Here is what I do know
If I wasn’t drugged
I was drunk to the point of confusion
Slurred speech
Falling over
Passing out
I also know
When I see someone like that coming out of a bar
I help them out
Hail a cab
Drive them home
In the absence of those actions
I leave them alone and hope they stay safe.

What I don’t do
Is take them back to my hotel room and have sex with them


I am a woman. I am a survivor and a fighter. I am a dreamer. I am a believer. I’m an Aunt, a sister, a daughter, friend and lover. I write out of the depths of all of these things that dwell in my soul.

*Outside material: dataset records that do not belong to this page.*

PR #2863, opened 2026-08-28
Gibbs: condition components instead of `GibbsContext`

### LINKED ISSUE #2693: Gibbs does not use initialisation strategies for component samplers
### Minimal working example

```julia
using Turing, Bijectors

dist = Beta(1, 1)
binv = Bijectors.inverse(bijector(dist))

@model function f()
    h ~ dist
    m ~ dist
end

spl = Gibbs(@varname(h) => HMC(0.1, 5), @varname(m) => MH())

chn = sample(f(), spl, MCMCThreads(), 1, 100)
all(h -> binv(-2) < h < binv(2), chn[:h]) # false

chn2 = sample(f(), spl, MCMCThreads(), 1, 100; initial_params=fill(InitFromUniform(), 100))
all(h -> binv(-2) < h < binv(2), chn2[:h]) # true
```

### Description

The Gibbs sampler does not make use of initialisation strategies for component samplers. That's because it uses `Turing.Inference.init_strategy(::Gibbs)` which resolves to `InitFromPrior`, and `init_strategy(::HMC)` is never called.

In the above example the HMC variable should always be initialised to `(binv(-2), binv(2))` but it isn't as can be seen from the check.

The solution to this is to write a custom `AbstractInitStrategy` for Gibbs which, I think, maps varnames to init strategies of the component samplers: so this would wrap `@varname(h) => InitFromUniform(), @varname(m) => InitFromPrior()`. Then inside `DynamicPPL.init` it would check the varname and dispatch to the appropriate strategy.

### Julia version info

1.11.7

### Manifest

0.41.0 (currently using https://github.com/TuringLang/Turing.jl/pull/2689)

Note the same is true on previous versions as the first call to `all(...)` also returns false on 0.40.

### LINKED ISSUE #2766: Stats from component samplers are lost with Gibbs

### LINKED ISSUE #2810: Gibbs third branch
Running on #2803, I struggled to hit the third branch in the Gibbs `tilde_assume!!` call (these lines)

https://github.com/TuringLang/Turing.jl/blob/e8cdc08a24291da8818e7a7b3c11ebe9746e5e9a/src/mcmc/gibbs.jl#L265-L274

but managed to do so with this:

```julia
using Turing, Random
@model function f()
    x ~ Normal()
    y ~ Normal()
    if x > 0
        z ~ Normal()
    end
end
spl = Gibbs(:x => MH(), :y => MH(), :z => MH())

sample(Xoshiro(470), f(), spl, 100; check_model=false) |> mean
```

Now, the bug I was hoping to find was that the rng is not controlled and therefore the value of `z` chosen will not be deterministic. However, the _real_ bug here is that `set_global_vnt!` stores a VarNamedTuple of a different type from the original one (because the VNT has a new variable inside it). This causes Gibbs to crash because the type parameter of the ref is fixed at construction time.

I think the solution to the crash is fairly simple — we just need to make the Ref an abstract type in the struct. This was done for pMCMC in Turing v0.43 and there were no real performance differences at all.

https://github.com/TuringLang/Turing.jl/blob/a979e75e0538bac971cece43e89af4d8e370c8d6/src/mcmc/particle_mcmc.jl#L27-L38

However, I'm not sure what the performance impacts are here, so that needs to be studied. Note that this change will affect type stability of `get_global_vnt` (but it is indeed possible that there are enough function barriers in the Gibbs codebase to make this not a meaningful problem). Once the crash is fixed, we could then fix the original reproducibility issue.

I don't think any of this is breaking, and it's a code path that is only hit in a vanishing number of use cases, so I'm ok with leaving this until after v0.44 is released.

### LINKED ISSUE #2860: Rework Gibbs: replace `GibbsContext` with `condition`, complete the component interface
## Current implementation and its problems

Gibbs conditions each component via `GibbsContext`, a parent context holding an implicit mutable `Ref{VarNamedTuple}`. `GibbsContext` and `condition` on the complement are the same operation, differing in exactly one case: a latent that first appears mid-trace, which the `Ref` smuggles out to sibling components.

Problems

- `GibbsContext` duplicates `condition`: a bespoke context and its mutable `Ref` where the core primitive would do;
- component init strategies ignored — Gibbs forces its own `InitFromPrior` on every component (#2693);
- component stats lost — they live on the discarded transition, so HMC/MH diagnostics never reach the chain (#2766).

## Principles for a new implementation

1. No shared mutable state. The global view is an immutable snapshot — read-only across components and particles, replaced functionally between sweeps — the value-replay the CSMC reference already uses on `main`. The mid-trace-variable case is eliminable per sampler kind (log-density: fixed-dimensional trace; simulation: absorbed into its own trace).
2. Condition with the core primitive: `make_conditional = condition(model, subset(global_vnt, non_target))`. Deletes the `GibbsContext` struct, the `Ref`, and the `extract_prefixes` hack.
3. A four-channel component interface: init-in (per-variable, from each component's `init_strategy`), condition-in, values-out (`gibbs_get_raw_values`), stats-out (`gibbs_get_stats`).

Related: https://github.com/TuringLang/AbstractMCMC.jl/issues/205, https://github.com/TuringLang/DynamicPPL.jl/issues/895

### LINKED ISSUE #2866: Require samplers to opt in to varying-dimensional targets
Most samplers assume that the set of variables in a model remains fixed after initialisation. If a later evaluation adds a variable such as `z` or a new array element such as `x[5]`, the sampler may silently use an invalid state or fail downstream with an unrelated error.

For example:

```julia
using Random
using Turing

@model function varying_target()
    x ~ Normal()
    y ~ Normal()

    if x > 0
        z ~ Normal()
    end
end

sample(Xoshiro(470), varying_target(), MH(), 100; progress=false)
```

Here `z` may be absent during initialisation and appear after `x` changes sign. `MH` does not implement a varying-dimensional transition, so it should reject the new variable immediately. Samplers like `Gibbs(:x => MH(), :y => MH(), :z => MH())` should error loudly if initialisation does not contain `z`. In the case of `z` happening to be in the initialisation, it will be retained and updated by its assigned sampler `MH()`, but its log density contribution will be ignored for MCMC steps where `x<0`. 

Non-Gibbs samplers should compare the variables in the new `VarNamedTuple` with those in the previous state. Encountering a new variable or leaf should raise an informative error unless the sampler explicitly opts in to varying-dimensional targets. `SMC`, `CSMC`, and `PG` should opt in; the default should be to reject structural changes.

The ongoing Gibbs-conditioning PR, [#2863](https://github.com/TuringLang/Turing.jl/pull/2863), adds the corresponding check for Gibbs. This should become a general sampler invariant rather than remain specific to Gibbs.

This also makes cases such as [#2810](https://github.com/TuringLang/Turing.jl/issues/2810) fail at the cause instead of silently producing invalid sampling behaviour or crashing later. Also related to https://github.com/TuringLang/Turing.jl/issues/2869.

yebai:
Gibbs samples one group of variables at a time, holding the rest fixed. That suits a model whose parts want different samplers: a discrete variable with `MH`, a smooth block with `NUTS`. It is also easy to get subtly wrong, because a badly chosen grouping does not fail loudly; it converges confidently to the wrong answer.

This rewrite conditions each component with `DynamicPPL.condition` and works out which variables are live by asking the model rather than by bookkeeping. The upshot: a bad partition is refused, naming the variable at fault, instead of being sampled.

Gibbs takes a partition of the model's variables into blocks $B_1,\dots,B_K$, one component sampler each, and sweeps them in turn. To step block $B_k$ it conditions the model on the current values of everything outside the block, so the component targets

$$p(\theta_{B_k} \mid \theta_{-B_k}, y)$$

Conditioned variables reach `tilde_observe!!`, which is what makes particle components reweight on them correctly.

### The snapshot comes from the model, not from the components

Values are threaded through the sweep as an immutable `VarNamedTuple`. After each step, the snapshot is rebuilt as the set of variables a model evaluation reaches at the proposed values — it is not the old snapshot merged with what the component reported.

Which variables exist is a property of the model at the current values, so only an evaluation settles it. A component may legitimately keep a value for a variable it is not currently sampling, to reuse if that branch comes back; were such a value taken into the snapshot, it would be conditioned into another component's step indefinitely, and the variable's disappearance would never be noticed.

```mermaid
flowchart LR
  S["snapshot: variables<br/>the model reaches"] --> C["condition on<br/>everything outside B_k"]
  C --> P["component samples B_k"]
  P --> E["evaluate model at<br/>the proposed values"]
  E --> G{"variable set<br/>changed?"}
  G -->|"no"| S
  G -->|"yes"| K{"sampled by B_k, and<br/>component declares it?"}
  K -->|"both"| S
  K -->|"otherwise"| X["reject, naming<br/>the variable"]
```

### A block has to be expressible

A component may not own part of a value the model stores as a unit. Under `x ~ MvNormal(zeros(2), I)` the values hold `x` as one key, so freeing it for a component that samples `x[1]` would free `x[2]` too; that is refused. Element-wise `x[1] ~` and `x[2] ~` give a key each and split cleanly. This depends only on the model's tilde statements, not on which sampler holds the containing block.

### A support change belongs to the component that made it

When the reached set is random, a block's support depends on the rest of the state:

$$\theta_{B_k} \in \Theta_{B_k}(\theta_{-B_k})$$

Let $b \sim \mathrm{Bernoulli}(0.3)$ decide whether $\theta_2$ exists. Then $p(b \mid \theta, y)$ compares densities over spaces of different dimensions, so it is not a conditional of one joint distribution. `Gibbs(:b => MH(), :θ => PG(20))` used to sample it and return $P(b=1) \approx 0.1$ against an exact $0.394$. Two conditions must now hold together: the stepping component declares `allow_varying_dimension`, and it samples the variable that came or went. Otherwise, put that variable and whatever decides its existence in one block, sampled by `PG` or `CSMC`.

Within a step: may the component's own proposal move between supports? That is `allow_varying_dimension` — `PG` and `CSMC` yes, `MH` no. Some partitions are refused before sampling starts; others only when a step reveals the change, because a block's shape is discovered by running it.

Note: DynamicPPL is pinned to an unreleased branch, so the `min` CI job fails until that
releases.

### [Gibbs Geweke Tests](https://github.com/user-attachments/files/31801729/gibbs-geweke-report.pdf)

Fixes #2860; fixes #2693; fixes #2766; fix #2866; fix #2810


src/mcmc/gibbs.jl
sunxd3: this is not true after this PR

src/mcmc/gibbs.jl
```diff
@@ -1,22 +1,44 @@
...
+
+"""
+    isgibbscomponent(spl::AbstractSampler)
+
+Deprecated name for [`is_gibbs_component`](@ref).
+
+The default `is_gibbs_component` delegates here, so a sampler that opted out by defining
+`isgibbscomponent` is still honoured; define `is_gibbs_component` instead.
+"""
 isgibbscomponent(::AbstractSampler) = true
```
sunxd3: understandable to keep, but feels like a footgun. we can add a TODO to signal future removal?

sunxd3 (commented):
It has come a long way to this point.

The code looks right. As far as I can tell, this PR and `main` are at parity on the usual cases.

Tricky cases like overlapping varnames and dynamic models still have corner cases. I found two particular examples.

## MWE 1: components whose varnames overlap by subsumption

```julia
using Turing, DynamicPPL, AbstractMCMC, Random
using Turing.Inference: gibbs_get_raw_values

@model function pair()
    x = Vector{Float64}(undef, 2)
    x[1] ~ Normal()
    x[2] ~ Normal()
    return 0.0 ~ Normal(x[1] + x[2], 0.1)
end
```

A: HMC on `x[1]`, HMC on `x`.

```julia
sample(Xoshiro(1), pair(), Gibbs(@varname(x[1]) => HMC(0.05, 3), @varname(x) => HMC(0.05, 3)), 20)
```

PR:
```
BoundsError: attempt to access DynamicPPL.VarNamedTuples.PartialArray{RangeAndTr
```
main:
```
No value was provided for the variable `x[2]`.
```

B: MH on `x[1]`, HMC on `x`. Component 1 is declared on `x[1]` only; print what it returns each sweep.

```julia
spl = Gibbs(@varname(x[1]) => MH(), @varname(x) => HMC(0.05, 3))
rng = Xoshiro(1); m = pair()
_, st = AbstractMCMC.step(rng, m, spl)
for i in 1:3
    _, st = AbstractMCMC.step(rng, m, spl, st)
    println(keys(gibbs_get_raw_values(st.states[1])))
end
```

PR:
```
VarName[x[1], x[2]]
VarName[x[1], x[2]]
VarName[x[1], x[2]]
```
main:
```
No value was provided for the variable `x[2]`.
```

I am fine with not supporting this particular shape. But `main` throws an (uninformative) error, while this PR silently samples a different block.

## MWE 2: a variable whose existence is controlled from another component (related to #2810)

```julia
using Turing, DynamicPPL, AbstractMCMC, Random, Statistics
using Turing.Inference: gibbs_get_raw_values

@model function f()
    x ~ Normal()
    y ~ Normal()
    if x > 0
        z ~ Normal()
    end
end
```

1: `z` is declared to belong to component 3. The seed gives `x < 0` initially, so `z` does not exist yet. Each sweep: `x`, keys in the global state, keys returned by component 1 (the `x` block).

```julia
spl = Gibbs(:x => MH(), :y => MH(), :z => MH())
rng = Xoshiro(470); m = f()
_, st = AbstractMCMC.step(rng, m, spl)
for i in 1:6
    _, st = AbstractMCMC.step(rng, m, spl, st)
    println(round(st.vnt[@varname(x)]; digits=2), "  ", keys(st.vnt), "  ", keys(gibbs_get_raw_values(st.states[1])))
end
```

PR:
```
1.76  VarName[x, y, z]  VarName[x, z]
-0.7  VarName[x, y, z]  VarName[x]
1.77  VarName[x, y, z]  VarName[x]
0.94  VarName[x, y, z]  VarName[x]
-1.0  VarName[x, y, z]  VarName[x]
-0.52  VarName[x, y, z]  VarName[x]
```
main:
```
MethodError: Cannot `convert` an object of type 
  VarNamedTuple{(:x, :y, :z),Tu
```

The first time `x` crosses 0, the `x` block draws `z` from the prior and returns it; `z` then stays in the global state permanently, including in sweeps where `x < 0` and the model never visits `z`.

2: no observations, so `P(b = 1) = 0.5` exactly.

```julia
@model function g()
    b ~ Bernoulli(0.5)
    u ~ Bernoulli(0.5)
    if b == 1
        z ~ Bernoulli(0.9)
    end
end
chn = sample(Xoshiro(1), g(), Gibbs(:b => MH(), (:u, :z) => MH()), 40_000; check_model=false)
println(mean(chn[@varname(b)]))
```

PR:
```
0.33755
```
main:
```
0.33755
```

This is the stationary distribution on the augmented state `(b, z)` in which the inactive `z` is kept and conditioned on with no density: `P(b = 1) = 1/3`.

3: same model as 1, HMC owns `z`.

```julia
sample(Xoshiro(470), f(), Gibbs(:x => MH(), (:y, :z) => HMC(0.1, 5)), 100; check_model=false)
```

PR:
```
KeyError: key z not found
```
main:
```
MethodError: Cannot `convert` an object of type 
  VarNamedTuple{(:x, :y, :z),Tu
```

On the PR, HMC's `LogDensityFunction` fixes its variable layout when the component is first stepped (`z` absent) and `gibbs_recompute_ldf_and_params` reuses that layout on every later update, so `z` has no slot.

yebai:
@sunxd3, this should be ready for another look. 

Gibbs is now more robust wrt varying dimensional models and gives much (useful) louder error messages when the sampler is misspecified.

sunxd3:
This looks good, thanks a lot for the work!

I found a few remaining correctness issues and edge cases, which I’ve put in a details block below. The Gibbs sample is a really complicated problem: it interfaces with many samplers, and dynamic models are just hard.

<details><summary>Details</summary>
<p>

## 1. Default prior-proposal `MH()` is incorrectly rejected on dynamic traces

Default `MH()` is a special case. In the following example, a block-local MH update should be permitted, even if its practical use is limited.

```julia
@model function dynamic_model(y=2.0)
    b ~ Bernoulli(0.3)
    θ = zeros(2)

    if b == 0
        θ[1] ~ Normal()
        y ~ Normal(θ[1], 0.5)
    else
        θ[1] ~ Normal()
        θ[2] ~ Normal()
        y ~ Normal(θ[1] + θ[2], 0.5)
    end
end

model = dynamic_model()

standalone = sample(
    Xoshiro(1), model, MH(), 20;
    check_model=false, progress=false, chain_type=Any,
)

sample(
    Xoshiro(1),
    model,
    Gibbs((@varname(b), @varname(θ)) => MH()),
    20;
    check_model=false,
    progress=false,
    chain_type=Any,
)
```

Observed:

```text
standalone MH = SUCCESS, 20 draws, b states [0, 1]
one-block Gibbs MH = FAIL
ArgumentError: The variable θ[2] stopped existing during a step of MH ...
```

## 2. `GibbsConditional` can see values different from those used by the model

This is a corner case involving `merge` and missing values. A missing conditioned or fixed value can overwrite a non-missing model argument, even though DynamicPPL treats the missing context value as absent during model execution.

```julia
@model function arg_model(y)
    x ~ Normal()
    y ~ Normal(x, 1)
end

seen = Ref{Any}(nothing)
cond_x(vnt) = (seen[] = vnt; Normal())

model = condition(arg_model(1.0); y=missing)

sample(
    Xoshiro(1),
    model,
    Gibbs(@varname(x) => GibbsConditional(cond_x)),
    2;
    progress=false,
)

@show model.args.y
@show seen[][@varname(y)]
```

Observed:

```text
model.args.y = 1.0
seen[][@varname(y)] = missing
```

## 3. Dynamic changes are not checked against overlapping fixed-layout owners

A dynamic component can change an address that is also owned by HMC. This exposes an unfortunate interaction: the dynamic component must manage the variables that control address existence, while the overlapping HMC component retains a fixed-layout state.

```julia
@model function overlap_dynamic()
    b ~ Bernoulli(0.5)
    if b == 1
        z ~ Normal()
    end
end

sample(
    Xoshiro(1),
    overlap_dynamic(),
    Gibbs(
        (@varname(b), @varname(z)) => PG(10),
        @varname(z) => HMC(0.1, 3),
    ),
    10;
    check_model=false,
    progress=false,
    chain_type=Any,
)
```

Observed after two completed draws:

```text
ArgumentError: Some indices in the output vector were not set. This likely means
that the vector values provided are not consistent with the LogDensityFunction.
```

## 4. Equal leaf sets can conceal an incompatible fixed layout

```julia
using LinearAlgebra

@model function regroup_dynamic()
    b ~ Bernoulli(0.5)
    x = Vector{Float64}(undef, 2)

    if b == 1
        x[1] ~ Normal()
        x[2] ~ Normal()
    else
        x ~ MvNormal(zeros(2), I)
    end
end

sample(
    Xoshiro(1),
    regroup_dynamic(),
    Gibbs(
        @varname(b) => MH(),
        @varname(x) => HMC(0.1, 3),
    ),
    10;
    check_model=false,
    progress=false,
    chain_type=Any,
)
```

Both branches have the leaves `x[1]` and `x[2]`, but the layouts differ:

```text
x[1] → 1:1, x[2] → 2:2

versus

x → 1:2
```

Observed after two completed draws:

```text
MethodError: no method matching
getindex(::DynamicPPL.RangeAndTransform{DynamicPPL.DynamicLink}, ::Int64)
```

## 5. A valid block schedule depends on another sampler's reporting format

HMC, ESS, and external samplers reconstruct values through `ParamsWithStats`, which densifies a complete element-wise `PartialArray`. MH and PG preserve the element-level representation.

```julia
@model function pair()
    x = Vector{Float64}(undef, 2)
    x[1] ~ Normal()
    x[2] ~ Normal()
    0.0 ~ Normal(x[1] + x[2], 0.1)
end

mh_blocks = Gibbs(
    @varname(x[1]) => MH(),
    (@varname(x[1]), @varname(x[2])) => MH(),
)

hmc_blocks = Gibbs(
    @varname(x[1]) => MH(),
    (@varname(x[1]), @varname(x[2])) => HMC(0.05, 3),
)

sample(Xoshiro(1), pair(), mh_blocks, 5; progress=false)
sample(Xoshiro(1), pair(), hmc_blocks, 5; progress=false)
```

Observed:

```text
MH blocks  = SUCCESS
HMC blocks = FAIL
ArgumentError: Gibbs cannot condition on part of x: the values store it as a unit,
but this component does not sample x[2].
```

## 6. Pre-existing: ESS retains a stale condition-dependent prior

This defect predates the PR. When the Gaussian prior of an ESS block depends on another Gibbs block, `gibbs_update_state!!(::ESS, ...)` recomputes the LDF and parameter vector but retains `state.priors`. The ellipse therefore remains centred on the prior from the initial Gibbs state.

```julia
using StableRNGs, Statistics

@model function chain2()
    m ~ Normal(0, 1)
    x ~ Normal(m, 1)
    1.0 ~ Normal(x, 1)
end

for seed in (1, 2)
    chain = sample(
        StableRNG(seed),
        chain2(),
        Gibbs(@varname(m) => MH(), @varname(x) => ESS()),
        40_000;
        discard_initial=2_000,
        progress=false,
    )

    @show seed mean(chain[@varname(x)]) mean(chain[@varname(m)])
end
```

The exact posterior means are `E[x | y=1] = 2/3` and `E[m | y=1] = 1/3`.

Observed:

```text
seed 1: mean(x) = 0.914496, mean(m) = 0.367646
seed 2: mean(x) = 0.470938, mean(m) = 0.231775
```

The result's dependence on the initial draw is consistent with a stale ellipse centre. `PriorDistributionAccumulator` must be recomputed during ESS synchronization.


</p>
</details>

Kali- mahish.asur-mar.dini

He painted me dark like the goddess on
the wall, and in grandma’s locket.
Then, he pinned me against glass; Hands
apart, wide-eyed, coffee-skinned; My arms
covered with copper bangles, fingers bore
silver rings, golden chains in my neck,
along with a rope that also held my feet, to
tie me upside-down, to bind my leg to the
fan if I screamed aloud for help one more
time.
I pulled my tongue out and roared, he
sniffed my tears and hit me hard to make
me feel like a balloon of hot air, like his
drugs did at the start.
I recalled my tiger skins that I had
stopped wearing because enough tigers
had been killed; And, my chain of skulls
had been snatched away when I was
younger; They called me insane for
fancying heads ripped apart from their
bodies. I told them it was my hunger to kill
men in this way, for men had murdered

me; men had sneaked underneath my
hides, every day of my life.
Men had scratched my soft skins with their
claws so that I bled in their arms.
Arms, that I only wanted to tie around my
waist and dance.
My weapons, they’d all been banned. I still
command, my worth is spit upon.
“Do I need to ride a lion to prove that I am
strong?”
He ended his devotion and chanted,
“waah,” as he set me free.
I should have walked away, but I stood
there, a tree.
Until, I flexed my branches as if I had four
arms, shook my head in courage, picked
up a sword, waved, and brushed open his
neck, his face lay at his feet;
I now had a new locket.
– not all girls are happy wearing diamonds
© mahish.asur-mar.dini

Bio: mahish.asur-mar.dini: I gave myself this title a short time ago. I have always felt it in me; I am meant to cleanse the world of its neck-gripping flaws that suppress women. mahish.asur-mar.dini – it’s a Sanskrit word that means ‘killer of monsters’. I hope to kill them in my poems. I hope to kill the monsters in the minds of people.  I am change; I am breaking every glass ceiling I see. I will make this world better.  You can also check out my work on Instagram: @nidhie_saini

How I Drown- Jessica Boyles

 

The first wave was a sneaker
A rogue
Smacked my back and sent me flailing
Without warning
Without a chance to gasp

The second wave took its time
Built momentum
With a deep sucking inhalation
It engulfed me
One with its water wall it charged us forward
Carrying me with locomotive fury
Slammed my body
Limp kelp slapping sand

The third and fourth waves hit in immediate succession
No chance to breach the surface
Desperate panic as lungs cannot wait it out
Breathe in the chaos
Lungs laden with brine

After that
The weight of dread in my belly
Held me under all on its own


I am a woman. I am a survivor and a fighter. I am a dreamer. I am a believer. I’m an Aunt, a sister, a daughter, friend and lover. I write out of the depths of all of these things that dwell in my soul.

Dangerous- Jessica Boyles

 

Never knowing
Steal some shoes
What is coming
Drive Drunk
When it’s coming
An explosion
Spew my venom
Of hate and anger
Spit on a cop
I lose control
Cause pain
Fuck some dicks
Bring grief
Lick some pussy
Betray beliefs
In between
Take some pills
Clean up my messes
Slice my arms
And hate myself

I am a woman. I am a survivor and a fighter. I am a dreamer. I am a believer. I’m an Aunt, a sister, a daughter, friend and lover. I write out of the depths of all of these things that dwell in my soul.